The measurement captures a single buffer of length N samples at sample rate Fs. Total capture time is:
- Total capture duration (seconds) = N / Fs
A portion of that buffer is used for the exponential sweep, controlled by SweepPct:
- Sweep duration (seconds) = SweepPct * (N / Fs)
The remainder of the buffer is available for:
- Pre-silence (before the sweep starts)
- A small margin
- Post-sweep decay capture (the room decay window)
In other words, SweepPct trades off:
- Longer sweep (more excitation energy, often better SNR at low frequencies)
- Versus more time left for decay capture (longer measurable RT window)
A common choice like SweepPct = 30% provides a reasonably long sweep while leaving most of the buffer for room decay.
Below, you can see some debug data for a plot with a 1 second RT (Reverberation Time). Note the pink lines marking the region from 40 mS to 90 mS. These is the region used for the TD silence calc. This will be your room noise floor.
Next, is some debug data of the IR obtained by deconvolving the IR. Here we can see the blue window function. Pink lines to the left of the IR indicate the Farina harmonic IR locations. The pink line at 50 mS denotes the crossover for the C50 caculations, and you can see a final pink line at t=1sec, which is the user-specified max reverberation time.
Connect the setup as shown above. Use your specified mic sensitivity and a cal file (loaded as User Weighting) if appropriate. For a first run, pick a 2 second maximum reverberation time and a -50 dBV output. If using a mic-pre, set it to 0 dB. Set the full scale input on the QA403 to 0 dBV and use a 256K FFT size. Position your mic at your designated listening point. The speaker should be pointing at the mic, with the mic generally set to be 90 degree incidence (for most measurement mics). The aim here is to ensure the mic is seeing the direct field from the speaker.
When the run completes, there's a single data point you are looking for, and that is the measured peak dB SPL from the time domain data. In the case below, we can see that is 67.4 dB SPL. We can also see the dynamic range on that same line is very limited at 22 dB.
For a next run, we want to get around 100 dBSPL, which suggests we want to add about 30 dB to our previous run. So, we'll use -20 dB the next run:
We increased the output by 30 dB, and the measured dB SPL rose from -67.4 to 97.1 dB:
Now let's take a look at the main display of the QA403 at the left channel:
We can see the peaks here are around -80 dBV, suggesting we have a lot of room before we hit our 0 dBV full scale input. Let's increase the mic gain on the QA472 to +20 dB and run again after adjusting the mic pre-amp gain in the options dialog:
We now have a plot that showing reasonable dynamic range, and it's pretty clear the room we're dealing with has an RT60 under 500 mS.

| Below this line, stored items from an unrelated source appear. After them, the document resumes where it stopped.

PR #210, opened 2018-01-26
update android sdk versions

fractalwrench:
Updates gradlew for example apps, and moves to using API 27 SDK/build tools, and AGP 3 where possible.

The codepush example appears to require some window overlay permissions, so the targetSdk  has been left at 22 for now to avoid dynamically requesting those.


kattrali:
Merged as a part of #208

Issue #211, opened 2018-01-30
android build failed in 2.9.0


EthanChouTW:
### Steps to reproduce
1. install `bugsnag-react-native 2.9.0`
2. build with `react-native run-android`
3. build failed

```
/node_modules/bugsnag-react-native/android/src/main/java/com/bugsnag/BugsnagReactNative.java:265: error: method startFirstSession in class Client cannot be applied to given types;
          client.startFirstSession();
                ^
  required: Activity
  found: no arguments
  reason: actual and formal argument lists differ in length

:bugsnag-react-native:compileReleaseJavaWithJavac FAILED
```
### Expected behavior

build successful in 2.8.0 and before

### Observed behavior

should be recently changed, really fresh.
because of no activity sent in as argument to bugsnag android module
https://github.com/bugsnag/bugsnag-react-native/blob/master/android/src/main/java/com/bugsnag/BugsnagReactNative.java#L265

https://github.com/bugsnag/bugsnag-android/pull/231/files#diff-9775a55c8cf757a20a877341c819e7cfR327

### Environment

- bugsnag-react-native version: 2.9.0

fractalwrench:
Thanks for the report @EthanChouTW - this should be fixed in [v2.9.1](https://github.com/bugsnag/bugsnag-react-native/releases/tag/v2.9.1).

PR #212, opened 2018-01-30
Add missing param to client method

fractalwrench:
Addresses #211


Cawllec:
Is there a possibility that `getCurrentActivity` will return `null`?  Is this handled?

fractalwrench:
@Cawllec good catch - there's a chance that the activity could be null, I've updated to handle this case. I've also updated the iOS example app bundle id so that the app can be built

Given the RT60 around 400 mS, we can change the max RT to 0.5sec improve the speed of the test. With this reduced time, you can change your FFT size to 64k. At a 48k sample rate, this means the entire buffer will be 64/48 = 1.33 seconds to play out. The resulting plot is shown below, with the key numbers largely unchanged.
Next, we move the mic about 1m closer to the speaker and run again, noting the results are largely unchanged (the path delay has changed, though).

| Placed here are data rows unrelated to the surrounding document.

PR #86, opened 2022-12-29
explicit timeout param

generall:
Related issue: https://github.com/qdrant/qdrant_client/issues/84

Added explicit `timeout` parameter to `QdrantClient`.
Parameter affects both REST and gRPC requests.


ncoder (approved):
Good start. I would have done this the same way.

Finally, let's add another 10 dB to the output. This should push our peak dBSPL to around 105 dB.
This time, we saw an error (below) and the QA403 input relays clicked, indicating an overload.

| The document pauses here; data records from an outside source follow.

PR #91, opened 2023-01-19
new: add py.typed, mypy config and fix some types

joein:


joein:
Install mypy with `pip3 install mypy`

Run mypy from the root directory with `mypy .`
It should show 43 errors in our files, which we probably can handle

Now, we change the mic gain from 20 down to 10 dB and run again:
And the resulting plot is as follows:
What is of note above is that the 2H harmonic energy in the has risen about 5 dB. Let's bump pre-gain down to 0 dB, add another 5 dB to the output and run again:
And the result is below. Now we're at 114 dB SPL peak, and we're seeing 74 dB of dynamic range. The 2H is still elevated, but the fact that is hasn't elevated more means the powered speaker is probably still happy.